[Dataset records]
PR #687, opened 2019-05-29
Updated Mutect GATK3 with Mutect2 GATK4

saimukund20:


definitions/tools/mutect.cwl
```diff
@@ -2,75 +2,66 @@
...
+            set -o pipefail
+            set -o errexit
+
+            /gatk/gatk Mutect2 -O $1 -R $2 -I $3 -tumor $5 -I $4 -normal $6 -L $7
+            gunzip mutect.vcf.gz
+            sed "s/\t$5\t/\tTUMOR\t/g; s/\t$6/\tNORMAL/g" mutect.vcf > mutect_final.vcf
+            bgzip mutect_final.vcf
+            tabix mutect_final.vcf.gz
+            mv mutect.vcf.gz.stats mutect_final.vcf.gz.stats
+            /gatk/gatk FilterMutectCalls -R $2 -V mutect_final.vcf.gz -O mutect_final_filtered.vcf.gz
```
chrisamiller: It looks like FilterMutectCalls has lots of options that we may want to expose at some point, but the defaults seem reasonable for now.

definitions/pipelines/detect_variants.cwl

WHAT IS REQUIRED: Find every line in the records that uses the string "definitions", then copy it.

EXERCISE RESULT:
definitions/tools/mutect.cwl
definitions/pipelines/detect_variants.cwl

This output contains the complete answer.